*What you should do*. Look below for the line that has "I will also". Set down the lines from there through the line that has "mehalter: I meant", exactly as written.

Data shown section start

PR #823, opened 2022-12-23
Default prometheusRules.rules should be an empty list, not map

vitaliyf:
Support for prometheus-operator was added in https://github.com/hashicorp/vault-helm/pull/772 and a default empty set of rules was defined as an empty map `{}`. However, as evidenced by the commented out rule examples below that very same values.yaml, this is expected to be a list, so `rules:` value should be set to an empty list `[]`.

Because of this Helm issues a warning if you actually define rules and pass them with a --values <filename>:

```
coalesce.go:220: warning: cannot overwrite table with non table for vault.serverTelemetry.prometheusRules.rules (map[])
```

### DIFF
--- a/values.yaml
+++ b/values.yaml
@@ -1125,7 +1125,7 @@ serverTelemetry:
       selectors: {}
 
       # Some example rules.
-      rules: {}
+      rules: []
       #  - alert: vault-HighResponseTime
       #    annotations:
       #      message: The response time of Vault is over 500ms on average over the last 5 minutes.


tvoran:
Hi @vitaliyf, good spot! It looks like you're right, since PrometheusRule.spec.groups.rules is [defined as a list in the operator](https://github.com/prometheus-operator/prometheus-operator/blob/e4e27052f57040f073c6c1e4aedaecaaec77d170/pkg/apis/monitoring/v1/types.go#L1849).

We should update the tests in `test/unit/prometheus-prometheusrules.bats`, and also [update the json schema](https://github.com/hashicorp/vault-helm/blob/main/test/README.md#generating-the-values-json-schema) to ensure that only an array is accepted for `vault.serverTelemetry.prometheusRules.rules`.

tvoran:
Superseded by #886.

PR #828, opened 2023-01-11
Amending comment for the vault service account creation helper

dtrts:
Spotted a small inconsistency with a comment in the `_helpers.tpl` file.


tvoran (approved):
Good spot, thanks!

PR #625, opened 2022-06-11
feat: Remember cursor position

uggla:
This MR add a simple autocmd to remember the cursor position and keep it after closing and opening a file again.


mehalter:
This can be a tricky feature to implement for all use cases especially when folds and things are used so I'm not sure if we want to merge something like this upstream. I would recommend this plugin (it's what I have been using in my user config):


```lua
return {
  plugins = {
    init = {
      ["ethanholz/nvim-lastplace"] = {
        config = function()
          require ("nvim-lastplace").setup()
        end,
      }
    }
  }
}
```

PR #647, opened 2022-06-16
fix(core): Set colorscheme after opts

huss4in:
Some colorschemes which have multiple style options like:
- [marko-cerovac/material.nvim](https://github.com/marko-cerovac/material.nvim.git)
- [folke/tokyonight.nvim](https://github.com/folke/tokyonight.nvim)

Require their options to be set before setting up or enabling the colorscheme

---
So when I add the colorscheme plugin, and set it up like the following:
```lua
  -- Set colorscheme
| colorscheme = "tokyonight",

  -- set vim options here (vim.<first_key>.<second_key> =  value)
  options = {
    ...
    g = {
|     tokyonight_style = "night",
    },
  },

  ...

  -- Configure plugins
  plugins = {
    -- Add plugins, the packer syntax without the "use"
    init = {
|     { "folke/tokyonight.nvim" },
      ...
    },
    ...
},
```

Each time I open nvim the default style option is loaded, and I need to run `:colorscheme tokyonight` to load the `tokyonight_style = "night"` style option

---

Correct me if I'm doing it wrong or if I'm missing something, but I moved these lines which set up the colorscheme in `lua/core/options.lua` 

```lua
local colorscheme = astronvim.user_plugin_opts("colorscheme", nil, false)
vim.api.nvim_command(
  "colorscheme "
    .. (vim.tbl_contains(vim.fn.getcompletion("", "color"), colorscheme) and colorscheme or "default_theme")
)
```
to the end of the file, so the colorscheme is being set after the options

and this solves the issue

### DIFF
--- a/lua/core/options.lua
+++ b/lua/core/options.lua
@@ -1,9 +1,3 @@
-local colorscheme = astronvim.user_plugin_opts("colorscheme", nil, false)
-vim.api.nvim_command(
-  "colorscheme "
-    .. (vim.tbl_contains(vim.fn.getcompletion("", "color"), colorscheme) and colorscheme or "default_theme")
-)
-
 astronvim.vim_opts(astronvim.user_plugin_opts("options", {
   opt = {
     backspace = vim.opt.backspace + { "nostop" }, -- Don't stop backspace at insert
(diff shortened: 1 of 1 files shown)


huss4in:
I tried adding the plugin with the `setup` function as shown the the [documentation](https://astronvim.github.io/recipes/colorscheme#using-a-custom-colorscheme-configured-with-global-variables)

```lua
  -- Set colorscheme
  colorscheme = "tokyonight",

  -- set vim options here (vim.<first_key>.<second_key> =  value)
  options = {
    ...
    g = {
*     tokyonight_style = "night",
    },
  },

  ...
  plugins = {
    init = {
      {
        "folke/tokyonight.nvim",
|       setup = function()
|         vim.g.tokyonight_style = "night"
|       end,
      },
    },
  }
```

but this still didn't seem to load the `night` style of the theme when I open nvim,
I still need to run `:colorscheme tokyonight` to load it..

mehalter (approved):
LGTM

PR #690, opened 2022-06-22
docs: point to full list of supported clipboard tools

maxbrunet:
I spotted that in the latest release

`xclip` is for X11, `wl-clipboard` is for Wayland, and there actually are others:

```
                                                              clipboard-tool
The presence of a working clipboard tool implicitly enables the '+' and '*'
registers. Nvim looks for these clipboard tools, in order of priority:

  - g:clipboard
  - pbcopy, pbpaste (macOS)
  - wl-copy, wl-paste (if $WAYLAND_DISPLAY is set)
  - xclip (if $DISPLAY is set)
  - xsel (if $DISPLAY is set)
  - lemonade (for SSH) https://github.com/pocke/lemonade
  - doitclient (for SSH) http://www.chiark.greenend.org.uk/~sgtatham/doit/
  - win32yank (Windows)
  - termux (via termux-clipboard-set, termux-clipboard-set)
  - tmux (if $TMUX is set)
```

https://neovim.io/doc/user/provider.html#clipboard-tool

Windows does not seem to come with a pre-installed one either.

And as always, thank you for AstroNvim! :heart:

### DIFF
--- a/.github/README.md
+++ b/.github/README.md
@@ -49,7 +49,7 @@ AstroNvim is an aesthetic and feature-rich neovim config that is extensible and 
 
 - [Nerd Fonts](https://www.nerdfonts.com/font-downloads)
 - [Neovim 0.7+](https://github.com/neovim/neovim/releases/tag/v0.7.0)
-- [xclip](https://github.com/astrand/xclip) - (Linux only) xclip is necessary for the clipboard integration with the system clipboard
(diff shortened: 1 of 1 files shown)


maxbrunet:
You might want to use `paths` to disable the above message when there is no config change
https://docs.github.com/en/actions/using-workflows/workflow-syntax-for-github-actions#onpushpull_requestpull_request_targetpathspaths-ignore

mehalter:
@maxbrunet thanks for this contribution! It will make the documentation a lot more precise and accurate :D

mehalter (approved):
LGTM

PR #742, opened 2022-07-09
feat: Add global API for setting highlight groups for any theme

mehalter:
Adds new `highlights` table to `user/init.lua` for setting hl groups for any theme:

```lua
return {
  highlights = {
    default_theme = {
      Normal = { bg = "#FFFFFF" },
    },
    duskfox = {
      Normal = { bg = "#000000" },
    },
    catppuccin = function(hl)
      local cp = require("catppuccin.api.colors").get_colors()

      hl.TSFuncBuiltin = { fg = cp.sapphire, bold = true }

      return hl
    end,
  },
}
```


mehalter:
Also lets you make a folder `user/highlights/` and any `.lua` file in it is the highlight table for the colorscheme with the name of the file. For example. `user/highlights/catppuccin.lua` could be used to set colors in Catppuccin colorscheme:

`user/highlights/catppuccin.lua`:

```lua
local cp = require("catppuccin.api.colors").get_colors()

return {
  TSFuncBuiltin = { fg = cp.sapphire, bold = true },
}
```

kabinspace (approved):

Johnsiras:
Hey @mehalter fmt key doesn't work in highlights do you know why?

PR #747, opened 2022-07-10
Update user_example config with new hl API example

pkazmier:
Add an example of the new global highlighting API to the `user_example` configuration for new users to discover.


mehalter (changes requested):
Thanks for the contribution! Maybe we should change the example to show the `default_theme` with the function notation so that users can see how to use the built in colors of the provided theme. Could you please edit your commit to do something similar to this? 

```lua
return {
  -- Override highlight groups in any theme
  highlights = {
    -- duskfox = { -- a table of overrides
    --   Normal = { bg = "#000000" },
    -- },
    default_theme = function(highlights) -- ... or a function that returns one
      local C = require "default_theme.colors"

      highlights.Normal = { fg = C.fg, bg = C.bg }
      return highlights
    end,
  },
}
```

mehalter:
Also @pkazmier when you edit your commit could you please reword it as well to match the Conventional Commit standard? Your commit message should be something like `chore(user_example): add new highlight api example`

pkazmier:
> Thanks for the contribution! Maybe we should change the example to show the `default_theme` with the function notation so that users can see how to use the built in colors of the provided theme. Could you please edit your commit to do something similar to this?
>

Data shown section end
Data shown section start

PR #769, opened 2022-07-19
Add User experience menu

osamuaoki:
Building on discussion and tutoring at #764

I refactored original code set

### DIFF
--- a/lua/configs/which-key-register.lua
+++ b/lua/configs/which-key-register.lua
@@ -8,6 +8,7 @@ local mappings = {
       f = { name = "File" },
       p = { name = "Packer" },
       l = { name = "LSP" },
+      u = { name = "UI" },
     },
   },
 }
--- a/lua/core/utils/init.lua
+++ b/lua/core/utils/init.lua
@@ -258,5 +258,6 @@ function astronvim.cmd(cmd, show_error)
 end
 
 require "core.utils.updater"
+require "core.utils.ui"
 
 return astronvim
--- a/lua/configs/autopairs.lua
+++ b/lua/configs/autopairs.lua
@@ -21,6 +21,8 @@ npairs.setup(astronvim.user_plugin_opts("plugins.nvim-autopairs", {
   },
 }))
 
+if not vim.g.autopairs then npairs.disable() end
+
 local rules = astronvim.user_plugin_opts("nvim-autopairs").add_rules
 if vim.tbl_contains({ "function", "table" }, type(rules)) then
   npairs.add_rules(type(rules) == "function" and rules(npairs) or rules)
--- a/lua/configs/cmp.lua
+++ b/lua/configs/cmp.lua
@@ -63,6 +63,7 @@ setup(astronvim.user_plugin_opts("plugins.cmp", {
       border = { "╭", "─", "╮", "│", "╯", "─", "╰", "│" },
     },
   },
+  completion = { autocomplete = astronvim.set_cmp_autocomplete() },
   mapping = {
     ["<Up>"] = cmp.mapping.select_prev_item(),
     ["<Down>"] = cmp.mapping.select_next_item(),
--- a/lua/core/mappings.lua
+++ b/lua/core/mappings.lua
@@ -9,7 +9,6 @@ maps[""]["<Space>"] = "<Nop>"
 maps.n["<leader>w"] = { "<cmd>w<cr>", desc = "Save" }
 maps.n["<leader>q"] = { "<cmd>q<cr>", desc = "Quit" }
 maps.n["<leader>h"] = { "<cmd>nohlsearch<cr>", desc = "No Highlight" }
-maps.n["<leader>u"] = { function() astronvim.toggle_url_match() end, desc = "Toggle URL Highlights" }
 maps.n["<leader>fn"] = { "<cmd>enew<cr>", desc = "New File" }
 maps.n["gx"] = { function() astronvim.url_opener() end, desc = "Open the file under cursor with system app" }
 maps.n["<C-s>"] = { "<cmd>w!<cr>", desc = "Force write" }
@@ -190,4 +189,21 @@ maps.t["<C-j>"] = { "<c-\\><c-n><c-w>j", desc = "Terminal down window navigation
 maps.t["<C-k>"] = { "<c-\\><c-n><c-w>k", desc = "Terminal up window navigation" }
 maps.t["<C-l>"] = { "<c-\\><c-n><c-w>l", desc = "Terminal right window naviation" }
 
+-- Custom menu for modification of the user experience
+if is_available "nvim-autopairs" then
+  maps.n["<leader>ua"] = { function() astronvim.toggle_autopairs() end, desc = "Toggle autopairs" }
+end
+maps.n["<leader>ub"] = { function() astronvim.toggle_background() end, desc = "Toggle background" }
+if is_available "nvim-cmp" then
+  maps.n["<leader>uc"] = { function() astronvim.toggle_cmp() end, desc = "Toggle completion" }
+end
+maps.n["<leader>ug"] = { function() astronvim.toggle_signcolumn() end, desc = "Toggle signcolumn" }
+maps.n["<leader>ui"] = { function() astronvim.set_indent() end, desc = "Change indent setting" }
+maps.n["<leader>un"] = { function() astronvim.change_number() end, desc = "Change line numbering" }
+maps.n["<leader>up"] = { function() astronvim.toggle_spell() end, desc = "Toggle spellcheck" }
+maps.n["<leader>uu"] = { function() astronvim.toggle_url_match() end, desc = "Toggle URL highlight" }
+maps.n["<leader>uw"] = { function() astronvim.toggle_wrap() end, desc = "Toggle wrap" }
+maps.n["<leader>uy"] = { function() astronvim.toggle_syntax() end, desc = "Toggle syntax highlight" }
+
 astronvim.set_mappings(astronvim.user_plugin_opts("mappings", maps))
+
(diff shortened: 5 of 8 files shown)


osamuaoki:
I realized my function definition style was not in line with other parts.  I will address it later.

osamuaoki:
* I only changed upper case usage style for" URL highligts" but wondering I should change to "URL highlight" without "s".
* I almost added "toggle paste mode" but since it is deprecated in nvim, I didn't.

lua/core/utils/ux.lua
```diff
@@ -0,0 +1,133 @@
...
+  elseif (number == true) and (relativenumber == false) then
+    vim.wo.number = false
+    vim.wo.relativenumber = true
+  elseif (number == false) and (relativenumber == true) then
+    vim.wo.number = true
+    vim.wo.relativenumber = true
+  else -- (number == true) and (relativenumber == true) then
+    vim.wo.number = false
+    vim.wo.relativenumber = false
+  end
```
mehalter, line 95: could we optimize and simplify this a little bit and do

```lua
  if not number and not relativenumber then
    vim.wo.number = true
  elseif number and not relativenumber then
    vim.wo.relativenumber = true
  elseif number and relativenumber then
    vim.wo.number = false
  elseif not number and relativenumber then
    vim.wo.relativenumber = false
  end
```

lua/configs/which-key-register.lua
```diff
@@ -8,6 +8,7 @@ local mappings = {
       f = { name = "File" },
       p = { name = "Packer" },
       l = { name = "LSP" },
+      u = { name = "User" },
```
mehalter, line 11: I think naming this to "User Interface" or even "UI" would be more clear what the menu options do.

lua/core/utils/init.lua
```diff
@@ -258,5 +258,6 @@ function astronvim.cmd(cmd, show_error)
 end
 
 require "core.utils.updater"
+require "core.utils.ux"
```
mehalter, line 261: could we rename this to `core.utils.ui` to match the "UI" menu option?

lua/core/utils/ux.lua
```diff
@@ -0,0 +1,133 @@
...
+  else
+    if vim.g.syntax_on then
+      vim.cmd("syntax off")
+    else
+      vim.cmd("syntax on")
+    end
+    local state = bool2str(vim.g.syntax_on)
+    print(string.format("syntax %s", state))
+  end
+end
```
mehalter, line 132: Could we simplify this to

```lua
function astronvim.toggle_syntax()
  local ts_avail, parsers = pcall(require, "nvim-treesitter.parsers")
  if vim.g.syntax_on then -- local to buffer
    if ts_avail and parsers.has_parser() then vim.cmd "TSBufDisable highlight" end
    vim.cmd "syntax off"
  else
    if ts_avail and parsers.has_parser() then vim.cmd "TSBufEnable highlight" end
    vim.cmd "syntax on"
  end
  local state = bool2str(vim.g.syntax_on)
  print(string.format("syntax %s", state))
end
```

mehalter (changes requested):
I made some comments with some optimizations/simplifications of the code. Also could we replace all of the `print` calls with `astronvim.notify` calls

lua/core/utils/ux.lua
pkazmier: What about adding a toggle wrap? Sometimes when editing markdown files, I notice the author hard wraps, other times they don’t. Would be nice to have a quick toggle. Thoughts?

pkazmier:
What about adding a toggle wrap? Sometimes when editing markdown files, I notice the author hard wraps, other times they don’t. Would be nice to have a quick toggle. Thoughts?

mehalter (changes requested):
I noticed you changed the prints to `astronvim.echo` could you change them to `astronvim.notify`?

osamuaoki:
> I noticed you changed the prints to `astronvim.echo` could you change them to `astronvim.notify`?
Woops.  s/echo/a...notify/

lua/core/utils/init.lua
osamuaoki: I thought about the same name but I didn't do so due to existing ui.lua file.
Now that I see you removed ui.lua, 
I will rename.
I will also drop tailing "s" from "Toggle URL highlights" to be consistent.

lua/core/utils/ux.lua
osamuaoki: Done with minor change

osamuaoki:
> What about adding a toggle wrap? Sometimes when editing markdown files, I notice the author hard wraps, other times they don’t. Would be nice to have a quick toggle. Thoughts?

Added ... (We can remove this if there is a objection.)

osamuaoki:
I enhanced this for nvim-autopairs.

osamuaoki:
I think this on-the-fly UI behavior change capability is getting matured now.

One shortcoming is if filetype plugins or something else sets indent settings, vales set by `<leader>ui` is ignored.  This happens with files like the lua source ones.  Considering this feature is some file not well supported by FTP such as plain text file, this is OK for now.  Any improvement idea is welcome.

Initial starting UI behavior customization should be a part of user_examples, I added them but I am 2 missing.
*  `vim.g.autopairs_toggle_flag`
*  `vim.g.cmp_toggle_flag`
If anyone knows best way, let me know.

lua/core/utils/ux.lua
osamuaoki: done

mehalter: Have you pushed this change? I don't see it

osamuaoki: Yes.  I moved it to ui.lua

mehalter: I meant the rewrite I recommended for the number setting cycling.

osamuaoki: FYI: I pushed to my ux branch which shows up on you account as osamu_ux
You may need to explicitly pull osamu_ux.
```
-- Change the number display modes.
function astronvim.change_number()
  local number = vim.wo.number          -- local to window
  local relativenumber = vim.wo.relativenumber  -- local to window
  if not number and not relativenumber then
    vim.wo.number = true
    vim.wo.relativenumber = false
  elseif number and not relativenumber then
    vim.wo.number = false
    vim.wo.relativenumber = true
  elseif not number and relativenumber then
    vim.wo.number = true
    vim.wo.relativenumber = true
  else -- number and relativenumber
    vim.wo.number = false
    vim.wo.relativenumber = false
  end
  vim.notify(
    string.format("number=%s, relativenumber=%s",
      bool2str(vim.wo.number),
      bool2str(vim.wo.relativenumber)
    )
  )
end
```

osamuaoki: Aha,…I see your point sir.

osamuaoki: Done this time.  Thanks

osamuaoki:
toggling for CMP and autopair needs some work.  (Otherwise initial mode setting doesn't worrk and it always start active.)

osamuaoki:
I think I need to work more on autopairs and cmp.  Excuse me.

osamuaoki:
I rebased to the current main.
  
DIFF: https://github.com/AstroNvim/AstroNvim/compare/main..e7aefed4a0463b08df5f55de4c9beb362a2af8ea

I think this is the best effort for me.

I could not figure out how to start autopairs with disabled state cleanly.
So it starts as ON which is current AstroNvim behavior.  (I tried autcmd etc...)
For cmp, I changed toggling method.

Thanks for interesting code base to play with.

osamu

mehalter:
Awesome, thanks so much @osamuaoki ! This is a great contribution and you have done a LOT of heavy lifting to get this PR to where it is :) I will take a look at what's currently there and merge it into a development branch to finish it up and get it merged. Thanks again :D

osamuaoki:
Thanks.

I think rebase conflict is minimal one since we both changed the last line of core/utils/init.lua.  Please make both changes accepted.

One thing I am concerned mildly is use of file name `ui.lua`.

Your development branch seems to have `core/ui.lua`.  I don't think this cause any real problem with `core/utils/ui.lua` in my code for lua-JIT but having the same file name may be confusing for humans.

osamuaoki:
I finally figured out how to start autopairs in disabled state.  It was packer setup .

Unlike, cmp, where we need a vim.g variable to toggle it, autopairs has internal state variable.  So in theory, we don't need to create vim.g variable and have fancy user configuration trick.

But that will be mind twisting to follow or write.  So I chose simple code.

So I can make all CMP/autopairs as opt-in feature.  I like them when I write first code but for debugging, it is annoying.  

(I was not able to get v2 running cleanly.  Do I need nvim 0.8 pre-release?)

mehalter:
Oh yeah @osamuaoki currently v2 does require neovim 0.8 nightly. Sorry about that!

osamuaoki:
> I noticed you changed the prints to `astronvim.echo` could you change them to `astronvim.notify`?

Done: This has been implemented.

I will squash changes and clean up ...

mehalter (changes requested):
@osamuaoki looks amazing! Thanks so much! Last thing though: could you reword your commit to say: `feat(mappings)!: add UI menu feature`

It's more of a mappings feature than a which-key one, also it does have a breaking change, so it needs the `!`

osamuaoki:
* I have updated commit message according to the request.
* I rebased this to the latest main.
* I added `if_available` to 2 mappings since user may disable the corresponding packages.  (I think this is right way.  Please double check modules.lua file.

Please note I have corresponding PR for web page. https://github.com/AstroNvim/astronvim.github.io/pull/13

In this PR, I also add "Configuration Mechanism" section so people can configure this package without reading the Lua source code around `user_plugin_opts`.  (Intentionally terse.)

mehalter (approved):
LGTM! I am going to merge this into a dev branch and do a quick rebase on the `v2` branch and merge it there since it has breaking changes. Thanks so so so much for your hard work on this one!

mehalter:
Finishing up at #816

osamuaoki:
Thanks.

Data shown section end
Data shown section start

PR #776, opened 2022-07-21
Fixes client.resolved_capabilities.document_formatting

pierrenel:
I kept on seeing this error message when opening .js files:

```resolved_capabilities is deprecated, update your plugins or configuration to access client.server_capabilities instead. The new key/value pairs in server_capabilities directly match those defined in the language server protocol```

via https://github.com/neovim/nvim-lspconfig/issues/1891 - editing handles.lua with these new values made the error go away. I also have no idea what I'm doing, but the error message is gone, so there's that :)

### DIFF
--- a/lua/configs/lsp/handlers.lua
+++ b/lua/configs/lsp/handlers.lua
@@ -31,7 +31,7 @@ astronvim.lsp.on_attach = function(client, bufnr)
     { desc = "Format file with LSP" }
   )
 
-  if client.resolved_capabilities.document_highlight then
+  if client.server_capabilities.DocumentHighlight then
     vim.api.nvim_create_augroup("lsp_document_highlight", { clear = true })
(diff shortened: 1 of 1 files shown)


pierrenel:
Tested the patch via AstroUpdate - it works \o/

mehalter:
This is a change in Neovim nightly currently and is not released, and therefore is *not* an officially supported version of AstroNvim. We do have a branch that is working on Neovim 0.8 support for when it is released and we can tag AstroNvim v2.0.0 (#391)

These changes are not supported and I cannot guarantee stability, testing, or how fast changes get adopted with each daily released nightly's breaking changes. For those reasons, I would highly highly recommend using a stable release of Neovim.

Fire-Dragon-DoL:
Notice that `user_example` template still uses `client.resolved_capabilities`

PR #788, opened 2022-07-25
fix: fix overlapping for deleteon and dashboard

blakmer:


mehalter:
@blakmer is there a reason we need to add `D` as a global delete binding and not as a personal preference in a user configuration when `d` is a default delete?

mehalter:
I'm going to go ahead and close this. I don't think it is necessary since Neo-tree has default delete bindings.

Data shown section end

*Reply*.
I will also drop tailing "s" from "Toggle URL highlights" to be consistent.

lua/core/utils/ux.lua
osamuaoki: Done with minor change

osamuaoki:
> What about adding a toggle wrap? Sometimes when editing markdown files, I notice the author hard wraps, other times they don’t. Would be nice to have a quick toggle. Thoughts?

Added ... (We can remove this if there is a objection.)

osamuaoki:
I enhanced this for nvim-autopairs.

osamuaoki:
I think this on-the-fly UI behavior change capability is getting matured now.

One shortcoming is if filetype plugins or something else sets indent settings, vales set by `<leader>ui` is ignored.  This happens with files like the lua source ones.  Considering this feature is some file not well supported by FTP such as plain text file, this is OK for now.  Any improvement idea is welcome.

Initial starting UI behavior customization should be a part of user_examples, I added them but I am 2 missing.
*  `vim.g.autopairs_toggle_flag`
*  `vim.g.cmp_toggle_flag`
If anyone knows best way, let me know.

lua/core/utils/ux.lua
osamuaoki: done

mehalter: Have you pushed this change? I don't see it

osamuaoki: Yes.  I moved it to ui.lua

mehalter: I meant the rewrite I recommended for the number setting cycling.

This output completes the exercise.